Certainly, one who signs a facially unqualified note subject to an unwritten and unrecorded condition upon its repayment has lent himself to a scheme or arrangement that is likely to mislead the banking authorities, whether the condition consists of performance of a counterpromise (as in D'Oench, Duhme) or of the truthfulness of a warranted fact.

  Clearly D'Oench and Langley foreclose any relief in plaintiffs' favor against FSLIC based on oral misrepresentations made by Commonwealth in obtaining the loan agreements. Nor is the good faith of an ultimately-defrauded borrower of any moment, as long as the borrower bears some responsibility for the creation of the note (see, e.g., RSR Properties, Inc. v. FDIC, 706 F. Supp. 524, 531 n. 9 (W.D. Tex. 1989)). *fn5" Even any knowledge of those misrepresentations on FSLIC's part would be equally irrelevant ( Langley, 108 S. Ct. at 402-03).

 Hence any damages or other relief based on oral misrepresentations not contained in the official Commonwealth records must be considered unavailable to plaintiffs under D'Oench-Langley. By contrast, if and to the extent any alleged limitations on enforceability were reflected in Commonwealth's written records as part of an agreement with a borrower, claims asserting those limitations would remain viable.

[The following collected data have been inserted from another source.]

Issue #195, opened 2017-12-05
Stateless/pure transaction processing


pipermerriam:
We need a *pure* function for applying transactions.  

As *inputs* it would take:

- the current state (including state root, tx index, etc)
- the transaction to be processed
- a witness *proof* for all of the parts of the state that the transaction *can/will* touch.

It would *output* the resulting state.

Implementation is up-in-the-air but current leading idea is to process the transaction as normal, modifying the state as we go and then discarding the state changes, only returning the updated state.  There is an underlying assumption that our state database engine supports lazy fetching of parts of the overall state.

---
## Tasks
- [x] Adding a new db wrapper - TrackedDB: #204 
- [x] Removing the transaction logic from the Block objects
- [x] Implement VMState Object #236
- [x] Refactoring VM, VMState, and Computation

pipermerriam:
Thoughts on implementation.  I suspect that one of the *first* things this will need is a database wrapper which keeps track of all of the parts of the state trie which get touched as part of transaction processing.  I think it would be good to do this as a subclass of `evm.db.state.StateDB`.  It may also require some changes to the `ChainDB` class since it is the entry point for interacting with the state database.

* The `StateDB` would be responsible for collecting all the touched keys.
* The `ChainDB` would be responsible for persisting the set of all of the touched keys each time the statedb is used.

hwwhww:
@pipermerriam 

> The `ChainDB` would be responsible for persisting the set of all of the touched keys each time the statedb is used.

### Q1: Is the `ChainDB` here means `BaseChainDB` class? Or we have to abstract  `BaseChainDB` and create a new `ChainDB` subclass?

### Q2: `pure function for applying transactions` feature is  for both shard chain and main chain?
If we make both types of chains have purified add_transaction function, something different if that it returns `State` in main chain and `StateObj` in shard chain where `StateObj` only contains properties.

### Q3: What would purified function need
In our prerious Q&A, you mentioned about  the **minimal changes** to the current `apply_transaction` API: That statement was in reference to these pieces of functionality and anything that allows it to access external APIs directly like the `chaindb`. This would **not** be a significant architecture change.
* https://github.com/ethereum/py-evm/blob/master/evm/vm/forks/frontier/blocks.py#L213-L236
* https://github.com/ethereum/py-evm/blob/master/evm/vm/forks/frontier/blocks.py#L263-L280


Do you mean we modify `evm.vm.base.VM.apply_transaction`?
[...]

PR #204, opened 2017-12-07
Adding a new db wrapper - TrackedDB

hwwhww:
### What was wrong?
This PR is part of #195
The first step: database wrapper 

### How was it fixed?
Adding a new database wrapper `TrackedDB`. `TrackedDB` has two dicts: 
* `_writes`: keeps track of the nodes that are accessed by `TrackedDB.put(key, value)`
* `_reads`: keeps track of that are accessed by `TrackedDB.get(key)`

Some new class properties of `TrackedDB`:
- `@property def reads(self)`: returns the whole `_reads` dict
- `@property def writes(self)`: returns the whole `_writes` dict

#### Cute Animal Picture

bear3_small


evm/db/state.py
```diff
@@ -217,3 +218,86 @@ def _get_account(self, address):
 
     def _set_account(self, address, account):
         self._trie[address] = rlp.encode(account, sedes=Account)
+
+
+class StateDB(BaseDB):
```
pipermerriam: Can I suggest we move this to it's own module since it's a low level DB wrapper.

I would also suggest we rename this to something more descriptive.  Here are some names that come to mind.

- `StenographerDB` (A stenographer is the person in a courtroom who types everything that people say).
- `TrackedDB` - tracks changes, touches, etc.
- `LedgerDB` - keeps a ledger of the db read/write

hwwhww:
> Have you looked into how this is going to interact with the JournalDB or whether this should be integrated with that class in some way. If an internal call within a transaction touches some state and then those state changes are reverted due to an evm exception, do the touched parts still remain in the read/write list? My assumption is yes, but if not, we need to take that into account.

My assumption is that in the stateless client use case, `StateDB` is more like a **disposable** container because:
1. With pure function, we can use StateDB more flexibly.
2. We mainly need it for creating the `collation witness data`. So `reads` and `writes` data is no longer need for stateless client.
3. So if transaction fails, we just don't include the `reads` and `writes` data of this tx

p.s. I am writing some more detailed description and will comment on #195

evm/db/state.py
hwwhww: Sure!
In `pyethereum`, a similar db wrapper is called `ListeningDB`. IMO `StenographerDB` is cool but a bit too long. I like `TrackedDB`.

hwwhww:
I want to leave the modification of `ChainDB` to other PR, after I actually have some test cases of using pure `apply_transaction` function. So this PR is only for introducing `TrackedDB`.

evm/db/tracked.py
```diff
@@ -0,0 +1,84 @@
...
+        self._writes = {}
+
+    def get(self, key):
+        """
+        Return the value of specific key and update read dict.
+        """
+        try:
+            current_value = self.wrapped_db.get(key)
+        except KeyError:
+            raise
```
pipermerriam: This whole `try/except/else` block is equivalent to the same code without the `try/except/else` since `except` just re-raises.

```python
current_value = self.wrapped_db.get(key)
self._reads[key] = current_value
return current_value
```

evm/db/tracked.py
```diff
@@ -0,0 +1,84 @@
...
+        """
+        Delete the key and update writes dict.
+        """
+        try:
+            current_value = self.wrapped_db.get(key)
+        except KeyError:
+            # do not need to be added in writes
+            pass
+        else:
+            self._writes[key] = current_value
```
pipermerriam: Should this instead be set to something like `None` to indicate that it's been deleted?

evm/db/tracked.py
```diff
@@ -0,0 +1,84 @@
...
+
+        return self.wrapped_db.delete(key)
+
+    def get_reads(self, key=None):
+        """
+        Return the whole or the specific value of reads dict.
```
pipermerriam: I'm thinking that we can accomplish the same by just exposing `reads` as a property.

```python
all_reads = db.get_reads()
single_read = db.get_reads(key=b'cow')
# becomes the following if `reads` is a public property
all_reads = db.reads
single_read = db.reads.get(key=b'cow')
```

Alternatively, I'd be more comfortable with this API if it only did one of these two things (preferrably returning all reads).

evm/db/tracked.py
```diff
@@ -0,0 +1,84 @@
...
+        """
+        if key is None:
+            return self._reads
+        else:
+            return self._reads[key] if key in self._reads else None
+
+    def get_writes(self, key=None):
+        """
+        Return the whole or the specific value of writes dict.
```
pipermerriam: Same thoughts as with the `get_reads` API

pipermerriam:
if `clear_logs` is only used for testing, lets remove it and just manually reset the `obj._reads` and `obj._writes` on the db object.

evm/db/tracked.py
hwwhww: Good, using `None` would be more clear :)
And I think the `delete` function don't *need* to return something?
Can I just modify it to:
```python
     def delete(self, key):
        """
        Delete the key and update writes dict.
        """
        self.wrapped_db.delete(key)
        self._writes[key] = None
```

hwwhww:
1. Followed @pipermerriam 's suggestions:
	* `@property def reads(self)`: returns the whole `_reads` dict
	* `@property def writes(self)`: returns the whole `_writes` dict

2. Update the logic in `delete`
    * Set `self._writes[key] = None`
    * By the way, it seems during state transition, `delete` method would only be triggered for `SELFDESTRUCT` or `EIP161 (Spurious Dragon)`?

3. Update the logic in `exsits`
    * Set `self._reads[key] = self.wrapped_db.get(key) if self.wrapped_db.exists(key) else None`
    * It would call `wrapped_db.get(key)` twice: one is in `self.wrapped_db.get(key)`, another is in `self.wrapped_db.exists(key)`). It seems a wasted call, but also keeping the code simple and wrapped.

 At this stage of the proceeding this Court has not been provided with information as to all the contents of the relevant written records, but the nature of the Complaint suggests they would comprise:


1. any notes and mortgages signed by loan applicants who ended up as actual borrowers; and


2. any loan agreements and "rate-point lock" agreements (exemplified by D. Mem. Exs. 1 and 2) signed by those applicants and perhaps by other applicants who claim damages for non-completion of the bargained-for loan transactions.

 Although it would of course be inappropriate to render an advisory opinion on the matter before the documentation and this opinion's impact are made plain, a few preliminary comments are in order.

 Plaintiffs clearly do not contend any loan agreement itself contains written evidence of fraud -- rather the assertion is that consumers were fraudulently induced or coerced into signing such agreements. Similarly, any conventional note and mortgage combination is ordinarily self-contained -- each cross-referencing the other, but neither likely to contain any internal evidence of fraud either. Thus the just-stated characterization of the loan agreements would seem equally applicable to any notes and mortgages. And finally, it is difficult to perceive how any claim based on the "rate-point lock" agreements might be sustained in the face of D'Oench and Langley.6


 Attorney General Hartigan has the burden -- with the benefit of reasonable factual inferences -- of explaining the basis (if any) on which any claims arising out of misrepresentations allegedly made to consumers by Commonwealth can survive against FSLIC under the D'Oench-Langley doctrine. This action is set for a status hearing at 8:45 a.m. September 28, 1989 to discuss the future course of this litigation in that light.